---------- Extracted data
Issue #331, opened 2015-12-04
Filtering help strings using regexps


maxalbert:
The help system is really awesome and comprehensive (huge thanks for documenting everything so well!). However, I find that it is sometimes difficult to find the correct piece of information in all the output. It would be fantastic if there was a quick way of only displaying those options whose name or description contain a certain keyword. For example, calling
```
hv.help(obj, regexp="ticks")
```
would display a filtered help string which only shows those options containing the pattern `"ticks"`.

This could be combined with the suggestion in #330 to quickly and succinctly find the relevant options on a composite object.

jlstevens:
Thanks for the more detailed explanation than what I mentioned in #330. Both this issue and #330 will probably be dealt with at the same time.

jlstevens:
This issue has been addressed in PR #370 (now merged) so I'll close the issue now.

@maxalbert Hopefully you'll find this a useful way to find the bits of the documentation you need. It even highlights your search terms which is a little detail I rather appreciate myself...

Issue #330, opened 2015-12-04
Concatenated help strings for composite objects


maxalbert:
If I have a nested structure such as
```
:NdLayout   [Frequency,Phase]
   :HoloMap   [Exponent]
      :NdOverlay   [Shift]
         :Curve   [x]   (y)
```
and I want to find the correct object to set an option (for example `xticks`), currently I need to call `hv.help` on each of the classes `NdLayout`, `HoloMap`, `NdOverlay` and `Curve` separately and search the docstrings.

It would be great to be able to call
```
hv.help(obj, recursive=True)
```
or
```
hv.help(..., all=True)
```
or something similar. This would display the docstrings for all four objects concatenated together in a single long docstring, which would make searching for the correct option using `Ctrl+F` in the browser much less cumbersome.

jlstevens:
Good idea. On gitter you also proposed support for regular expression search e.g ``hv.help(obj, regexp="ticks")`` which could also be very useful.

jlstevens:
This issue has been addressed in PR #370 so I'll close the issue now. 

@maxalbert If you could try it out and see if you have any feedback, that would be great!

PR #370, opened 2015-12-19
Improvements to the help system

jlstevens:
This PR implements some improvements to the help system, suggested in #331.

Supports filtering of parameters using regular expressions as well as highlight. For instance:

```python
hv.help(hv.Image, pattern='bounds')
```

image
 
```python
hv.help(hv.Image, visualization=False, pattern='bounds')
```
image

It seems to work well even though I needed to employ some clever tricks to filter parameters. Now I'll look into addressing issue #330 in this PR as well..


jlstevens:
I've now added a recursive option to address #330. This option will only work when given a nested object and will not do anything is a class is specified instead.

Once the tests pass, I think this is ready to merge.

philippjfr:
Looks good. Great to have a better help system. Merging.

maxalbert:
Great, this seems to work well. Many thanks!

I wonder whether it would be worth setting `recursive=True` by default to increase discoverability of options for composite objects (but I don't have a strong opinion on it).

It would also be good to document this new functionality in one of the tutorials (maybe the "Options" tutorial, since it already illustrates the `help` command?).

jlstevens:
> I wonder whether it would be worth setting recursive=True by default to increase discoverability of options for composite objects

Not a bad suggestion! I might do that after the website has been updated as changing it immediately will probably break notebook tests. 

> It would also be good to document this new functionality in one of the tutorials (maybe the "Options" tutorial, since it already illustrates the help command?).

Yes, that is definitely something I will do now. I can change Markdown text much more easily than output generated by code. Thank you for reminding me to do this!

jlstevens:
I've added a brief description of these parameters in commit 04f77e4 to the Options tutorial.

@philippjfr Maybe we should use the pattern argument in the actual example? This would mean updating the test data but I see three advantages:

1. Even ``hv.help(image)`` is generating too much output in the tutorial, making it hard to follow.
2. It would mean we are less likely to have to update the test data when parameter documentation is updated.
3. It would give a concrete example of ``pattern`` in use and why it is helpful.

What do you think? To be concrete, I'm considering showing the output of ``hv.help(image, pattern='bounds')``...

jbednar:
Sounds good to me.

maxalbert:
+1

jlstevens:
I've gone and implemented this suggestion in 5ed9eda.

Issue #334, opened 2015-12-06
Testing the bokeh Elements tutorial and matching the original


jlstevens:
I think it would be great to just copy the current Elements tutorial, set `hv.notebook_extension(bokeh=True)` at the top and make it available on the website (the tutorials could then be called `Elements [matplotlib]` and `Elements [bokeh]`. This would achieve a few things:
1. Show some official bokeh examples on or website.
2. Show how easy it is to use the same code and switch backends.
3. Test our bokeh support.
4. Show people the full range of things that can be done with the bokeh backend.

The main issues I can see are:
1. Setting this up on Travis (I think bokeh is already installed though).
2. Getting display tests working for bokeh. This may be tricky if there is a fair bit of randomness (e.g uuids) in the bokeh output given the same input.

jlstevens:
I forgot to mention you'll need ``%output backend='bokeh'`` too (maybe ``notebook_extension`` should switch for you?). I also notice that some things still aren't available (e.g ``VectorField``?) and when I run this cell, the rest of the notebook doesn't run:

```python
data = [('one',8),('two', 10), ('three', 16), ('four', 8), ('five', 4), ('six', 1)]
bars = hv.Bars(data, kdims=[hv.Dimension('Car occupants', values='initial')], vdims=['Count'])
bars + bars[['one', 'two', 'three']]
```

philippjfr:
I've already added a version of the Elements Tutorial using Bokeh. Do still need to get bokeh testing working though.

jlstevens:
Ah, yes... I see that commit fro 19 hours ago. :-)

Though it would be good if it were made as similar to the original tutorial as possible (e.g the issue above). What do you think about effectively calling the output magic to switch backends when using ``notebook_extension(bokeh=True)``? I guess it gets confusing if you load JS for multiple things because then it gets ambiguous...

jlstevens:
Ok, I changed the title of the issue. I'm sure you are already aware of some of the following problems but they are worth listing here anyway:

* The index isn't rendering properly.. e.g a line shows up as ``` [``Element``](#Element) ```. This is true for the normal tutorial too (dev section of the website).
* In ``Histogram`` you get a warning: ```WARNING:root:Options: Invalid options ['show_grid'], valid options are: ...```
[...]

PR #371, opened 2015-12-20
Bokeh Comms

philippjfr:
This PR fixes bokeh comms to retain the order of objects to update fixing issues with colormaps not updating correctly. Additionally the callbacks are also updated and now work with the dev release of bokeh and should be compatible with the upcoming v0.11 release.


philippjfr:
Ready for merge, was pretty straightforward.

jlstevens:
I'll trust you on this one! 

We don't have proper bokeh testing, so I can't rely on the fact that tests are passing (see #334). I'll merge now that you say it is ready.

PR #375, opened 2015-12-20
Disabled caching for live and dynamic modes

philippjfr:
This PR disable the JS cache for 'live' and dynamic modes, making the behavior more predictable.


jlstevens:
I agree with this change. Predictability is very important, I don't think caching on the client-side will speed things up very much (at least not when you are using Bokeh) and if we do want client-side caching, we need to be very careful to make it work predictably without the user needing to know about it.

I'm happy to merge once the tests pass.

jlstevens:
The tests are passing now.

PR #668, opened 2016-05-11
Avoid hard dependencies on plotting backends

philippjfr:
Addresses #528 in two ways. The main holoviews ``__init__.py`` no longer imports the ipython module automatically, which avoids initializing everything immediately. This means HoloViews can now be imported without all the plotting side-effects that causes, which was an issue raised by some users, e.g. see https://github.com/ioam/imagen/issues/48. Instead everything gets initialized when the notebook extension is loaded or the ipython and plotting modules are imported manually. Additionally I've made sure that the IPython extension and the magics correctly handle the case where no plotting library is available.

The only issue I see with this approach is that the notebook extension is now a simple wrapper, which does not define the parameters or a docstring. A better solution would be very welcome.

### DIFF
--- a/holoviews/ipython/__init__.py
+++ b/holoviews/ipython/__init__.py
@@ -13,8 +13,7 @@ from ..core.options import Store, Cycle, Palette
 from ..element.comparison import ComparisonTestCase
 from ..interface.collector import Collector
 from ..plotting.renderer import Renderer
-from ..plotting import * # noqa (API import - register plotting backends)
-from .magics import load_magics
+from .magics import load_magics, list_formats
 from .display_hooks import display  # noqa (API import)
 from .display_hooks import set_display_hooks, OutputMagic
 from .widgets import RunProgress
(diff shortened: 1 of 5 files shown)


holoviews/__init__.py
```diff
@@ -32,7 +32,10 @@
 
 try:
     import IPython  # noqa (API import)
-    from .ipython import notebook_extension
+    class notebook_extension(param.ParameterizedFunction):
+        def __call__(self, *args, **opts):
+            from .ipython import load_extension
+            load_extension(*args, **opts)
```
jlstevens: Do we really need to rename to ``load_extension``? What about a qualified import, ``ipython.notebook_extension(*args, **opts)``. I would rather avoid renaming it in ``.ipython`` if possible.

philippjfr: True, that'd be fine.

jlstevens:
After discussing this with Philipp, we think it might be a good idea to defer only the plotting related imports to when the extension is called (so the related side-effects only happen if requested). 

This seems like a cleaner approach and ``hv.notebook_extension`` will still be nicely parameterized.

holoviews/ipython/__init__.py
```diff
@@ -140,8 +139,21 @@ class notebook_extension(param.ParameterizedFunction):
...
+
     def __call__(self, *args, **params):
-        resources = self._get_resources(args, params)
+        imports = [(name, b) for name, b in self._backends.items()
+                   if name in args or params.get(name, False)]
+        if not imports:
+            imports.append(('matplotlib', 'mpl'))
+        for backend, imp in imports:
+            try:
+                __import__('.'.join(['holoviews.plotting', imp]))
```
jlstevens: Don't see why you would use join instead of a simple formatting string in this instance.

holoviews/ipython/__init__.py
```diff
@@ -140,8 +139,21 @@ class notebook_extension(param.ParameterizedFunction):
 
     _loaded = False
 
+    _backends = {'matplotlib': 'mpl',
```
jlstevens: Maybe a comment here would be good saying this is a dictionary from resource name to plotting subpackage import name.

jlstevens:
If this works, then I'm much happier with this approach! I'm happy to merge once my suggestions are addressed and the tests pass.

jbednar:
Sounds great to me!  Thanks for doing this.

philippjfr:
Although the tests are failing this is ready to merge. It's the GridMatrix changes that are failing, since that updated the test data.

Issue #619, opened 2016-04-19
Support predicate functions in select method


jlstevens:
Currently we support literals, tuples (ranges) and sets in select. We could also support callables (conditions) where we would assume boolean outputs.

philippjfr:
This feature was merged.

PR #669, opened 2016-05-11
Added support for slicing/indexing with predicate functions

philippjfr:
Implements the suggestion in #619 supporting predicate functions which return Booleans for slicing on both NdMapping types and the data interfaces.


jlstevens:
Definitely useful and not much code required. Happy to merge once the tests pass.

philippjfr:
Ready to merge.

Issue #637, opened 2016-04-22
Transpose GridInterface data format


philippjfr:
The current implementation of the GridInterface expects the data to be in the following format:

```python
xs = range(10)
ys = range(20)
zs = np.ones(10, 20)
data = {'x': xs, 'y': ys, 'z': zs}
```

i.e., the value arrays must match the shape of the key dimensions in the order they are specified. However in discussing the iris format and thinking about it again I realized that generally the convention is for the shape of a 2D array to be:

```python
ylength, xlength = array.shape
```

This is also more consistent with the ways we already store the array in our ``Raster`` types (although still flipped upside down). We should therefore change the ``GridInterface`` to the transposed format before we release and users officially depend on it.

philippjfr:
@jbednar @jlstevens Thoughts on this? Need to decide on the correct orientation of the data in the grid interface before releasing 1.5.

jbednar:
I'm not sure what approach is best; the whole world seems confused about how to store matrices and rasters.  But yes, r,c is normally how the shape is specified in numpy, i.e. len(ys),len(xs).

In any case, I also can't quite tell how to interpret your example; how does anyone know that xs came before ys, given that a Python dictionary is not ordered?

philippjfr:
>In any case, I also can't quite tell how to interpret your example; how does anyone know that xs came before ys, given that a Python dictionary is not ordered?

When specifying in the dictionary format you always have to explicitly declare the dimensions as well. You can always supply a tuple though and it automatically expand it to the dictionary format:

```
hv.Dataset((xs, ys, zs), kdims=['x', 'y'], vdims=['z'])
```

Optionally we could also automatically infer dimensions if supplied an OrderedDict as we already do for the pandas interface.

>I'm not sure what approach is best; the whole world seems confused about how to store matrices and rasters. But yes, r,c is normally how the shape is specified in numpy, i.e. len(ys),len(xs).

The benefit of having it in the current format (column, row) is that when you flatten it, it corresponds directly to the default Column order. Using r, c instead seems to be convention elsewhere (like iris), while our raster are r, c but flipped upside down. I'm really not sure what to suggest but am tending toward regular r, c since that's generally expected, the inconsistency with our existing Rasters bothers me though.

philippjfr:
The PR was just merged, we're now stuck with this format. I do think it is the correct format since it is what other grid based interfaces like iris and xarray will expect.

PR #670, opened 2016-05-11
Transposed grid interface data format

philippjfr:
Addresses #637 to ensure that the new Grid interface is more consistent with the usual conventions of matrix shapes.

### DIFF
--- a/holoviews/core/data/grid.py
+++ b/holoviews/core/data/grid.py
@@ -68,7 +68,7 @@ class GridInterface(DictInterface):
         expected = tuple([len(data[kd]) for kd in kdim_names])
         for vdim in vdim_names:
             shape = data[vdim].shape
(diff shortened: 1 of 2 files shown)


jlstevens:
Is this now inconsistent with our Rasters?

I'm happy to merge but it is always tricky to know what to do when faced with different conventions. If we use this convention we have to stick to it and my understanding is that we will just follow what everyone else seems to be using?

philippjfr:
No, it's still flipped upside down compared to our Rasters but it is the general convention used when working with ndarrays and almost everywhere else including the iris backend.

jlstevens:
Ok, I'll merge it now given that this seems to be the right thing and this is a new class which won't have many users just yet. As long as we support people using the grid interface through this change, it is the right time to make this fix.

PR #671, opened 2016-05-11
Improvements to installation and setup.py

### LINKED ISSUE #527: Dependencies missing
Hi,

I think that the holoviews pip package does not correctly state its dependencies. These are packages that holoviews complained about not finding when I tried importing it:

* jinja2 
* nbformat 
* nbconvert 
* matplotlib

After installing them manually via pip, I can import holoviews fine.

jlstevens:
This PR aims to fix #527 and implement any other small improvements we can to setup.py and the installation process.

### DIFF
--- a/meta.yaml
+++ b/meta.yaml
@@ -1,0 +1,28 @@
+package:
+  name: holoviews
+  version: 1.4.3
+
+source:
+  path: .
+
+requirements:
+  build:
+    - python
+    - param
+    - numpy
+    - setuptools
+  run:
+    - python
+    - param
+    - numpy
+    - matplotlib
+    - bokeh
+    - jupyter
+    - notebook
+    - ipython
+    - lancet
+
+about:
+  home: www.holoviews.org
+  summary: Stop plotting your data - annotate your data and let it visualize itself.
+  license: BSD
--- a/setup.py
+++ b/setup.py
@@ -101,4 +101,22 @@ if __name__=="__main__":
             import holoviews
             holoviews.__version__.verify(setup_args['version'])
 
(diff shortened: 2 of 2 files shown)


jlstevens:
Trying to detect whether the users was already using extras proved to be tricker than it was worth.

Here is an example of what you see when running ``python setup.py install``:

```
==================================
HOLOVIEWS INSTALLATION INFORMATION
==================================

HoloViews supports the following installation types:

holoviews[recommended]
holoviews[extras]
holoviews[all]
holoviews[notebook-dependencies]

Users should consider using one of these options.

By default only a core installation is performed and
only the minimal set of dependencies are fetched.


For more information please visit http://holoviews.org/install.html

==================================
```

I tried to make it quite visible as when installing this way you get a lot of messages of what is copied where. I have no idea what it looks like installing from PyPI but I assume this output will be printed.

Currently, I'm only printing this if ``install`` is in ``sys.argv``. As far as I know, that covers what we need.

philippjfr:
Makes sense to me, not sure how we can increase visibility any further. We recommend installing via conda anyway so I think this is fine.

jlstevens:
If we agree this is ok, please merge once the tests pass.

jlstevens:
Actually, it is time I add the ``meta.yaml`` file for conda seeing it has become our recommended installation route. I don't want to add ``build.sh`` yet unless it becomes a bit more than:

```bash
#!/bin/bash
$PYTHON setup.py install
```

philippjfr:
Looks good to me and PR build passed. Merging.

Issue #595, opened 2016-04-07
Raster and reduce and axes direction


vascotenner:
When I reduce the x axis of a Raster object, the direction of the Y axis is swapped.

Reducing the Y axis works fine:
```
%%opts Raster [colorbar=True]
img = hv.Raster(np.rot90(np.meshgrid(*[np.arange(5)]*2)[1][::-1]))
img+img.sample(y=2)+img.reduce(y=np.mean).to.curve('x','z')
```
![download 1](https://cloud.githubusercontent.com/assets/3776190/14356591/ca57d4f8-fce5-11e5-9707-f05b60b10617.png)

While reducing the X axis fails:
```
%%opts Raster [colorbar=True]
img = hv.Raster(np.meshgrid(*[np.arange(5)]*2)[1][::-1])
img+img.sample(x=2)+img.reduce(x=np.mean).to.curve('y','z')
```
![download](https://cloud.githubusercontent.com/assets/3776190/14356590/ca552442-fce5-11e5-8273-602e3b4f1b38.png)

philippjfr:
Fixed in #672. Closing.

PR #672, opened 2016-05-11
Fixed Raster.reduce for non Image types

philippjfr:
Fix for #595, handles the reduction of the x-axis for the Raster class itself correctly. The reduce method is currently shared between all Raster and Image classes and it only handled the Image case correctly. In future when we have integrated Raster types with the grid interfaces this should be refactored but it works fine for now.


jlstevens:
> In future when we have integrated Raster types with the grid interfaces this should be refactored but it works fine for now.

It might be worth mentioning this in a comment as a reminder.

Otherwise looks fine, the pr build is passing and I'm happy to merge.

philippjfr:
Not sure it needs a reminder, we will be forced to refactor these methods when they become part of an interface anyway.

philippjfr:
Ready to merge, PR build passed.

Issue #507, opened 2016-02-13
Reraise plotting exceptions with original traceback 


philippjfr:
Currently when a plotting call raises an exception the IPython display hook wrapper catches it and reraises the exception, but with a new traceback relative to where the error was reraised (which is not very helpful). The error should be reraised with the original traceback as described in this [StackOverflow post](http://stackoverflow.com/questions/8760267/re-raise-python-exception-and-preserve-stack-trace).

jlstevens:
Yes, I agree the traceback is wrong and it shouldn't be hard to fix using the approach you link to.

philippjfr:
I tested that approach and it didn't work for me, but it's definitely possible.

jlstevens:
This has been addressed in the PR mentioned above. Closing.

PR #674, opened 2016-05-11
Improved abbreviated exception and traceback processing

jlstevens:
PR to address #507 which eliminates the hackish code that didn't work particularly well and replaces it with a more targeted solution. We now need to use the ``abbreviated_exception`` context manager in the plotting code as appropriate. All other exceptions and tracebacks now remain unaffected.

### DIFF
--- a/holoviews/core/options.py
+++ b/holoviews/core/options.py
@@ -33,6 +33,7 @@ Store:
 
 """
 import pickle
+import traceback
 from contextlib import contextmanager
 from collections import OrderedDict
 
@@ -109,8 +110,14 @@ class AbbreviatedException(Exception):
     def __str__(self):
         abbrev = '%s: %s' % (self.etype.__name__, self.msg)
         msg = ('To view the original traceback, catch this exception '
-               'and access the traceback attribute.')
+               'and call print_traceback() method.')
         return '%s\n\n%s' % (abbrev, msg)
+
+    def print_traceback(self):
+        """
+        Print the traceback of the exception wrapped by the AbbreviatedException.
+        """
+        traceback.print_exception(self.etype, self.value, self.traceback)
 
 
 class abbreviated_exception(object):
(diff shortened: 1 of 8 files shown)


philippjfr:
Looks good. I think this behavior will be much better than before.

jlstevens:
One issue with this approach is that Python users outside the notebook will occasionally see ``AbbreviatedExceptions`` instead of the normal ones.

Maybe I should just add ``__str__`` and ``__repr__`` methods to the new exception class to make it clear the original exception and traceback are inside?

jlstevens:
I've added the ``__str__`` method, so here is something a pure Python user might see something like this:

```
AbbreviatedException: Abbreviated ValueError: Colormap jetz is
not recognized. Possible values are: Accent, Accent_r, Blues,
Blues_r, BrBG, BrBG_r, BuGn, BuGn_r, BuPu, BuPu_r, CMRmap,
CMRmap_r, Dark2, Dark2_r, GnBu, GnBu_r, Greens, Greens_r, Greys, ...

To view the original traceback, catch this exception and access
the traceback attribute.
```

The traceback above will lead up to the point where the context manager is called.

jlstevens:
If the tests pass and you are happy with this, please merge. I do think this system will be a lot better!

jlstevens:
This new exception is related to ``BackendError`` introduced in #366. I think the new approach is better but I've tried to support the one place where ``BackendError`` was used.

jlstevens:
I think it is actually ready to merge once the tests pass. @philippjfr Are you happy with these changes?

jlstevens:
The pr build is passing while the push build has been consistently failing. As the pr build is what counts, please merge if you think it is ready.

philippjfr:
Looks good to me. I think I'll open a separate issue to remind us to go through our code and make a concerted effort to raise more and better exceptions.

PR #675, opened 2016-05-11
Cleanup of unused and undefined variables

philippjfr:
As the title says this includes all the unused and undefined variables highlighted by pylint.

### DIFF
--- a/holoviews/core/dimension.py
+++ b/holoviews/core/dimension.py
@@ -176,7 +176,7 @@ class Dimension(param.Parameterized):
         hashes are equal, all the parameters of the Dimensions are
         also equal.
         """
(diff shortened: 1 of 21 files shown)


jlstevens:
Aren't we using pyflakes? Specifically flake8?

I assume there will be a lot of overlap but let's fix flakes before 'lints'...

philippjfr:
Since this is all undefined and unused variables pylint and flake8 should have a large overlap in this case.

jlstevens:
I'll assume this is fine given the tests are passing and I'll run flake8 to check there is nothing left. Again, please lets stick with flake8 first with:

```
flake8 --ignore=E,W   .
```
--------------------
Aim of the task ->
Select and copy every line from the records that includes the word "iris".

Exercise solution ->
i.e., the value arrays must match the shape of the key dimensions in the order they are specified. However in discussing the iris format and thinking about it again I realized that generally the convention is for the shape of a 2D array to be:
The benefit of having it in the current format (column, row) is that when you flatten it, it corresponds directly to the default Column order. Using r, c instead seems to be convention elsewhere (like iris), while our raster are r, c but flipped upside down. I'm really not sure what to suggest but am tending toward regular r, c since that's generally expected, the inconsistency with our existing Rasters bothers me though.
The PR was just merged, we're now stuck with this format. I do think it is the correct format since it is what other grid based interfaces like iris and xarray will expect.
No, it's still flipped upside down compared to our Rasters but it is the general convention used when working with ndarrays and almost everywhere else including the iris backend.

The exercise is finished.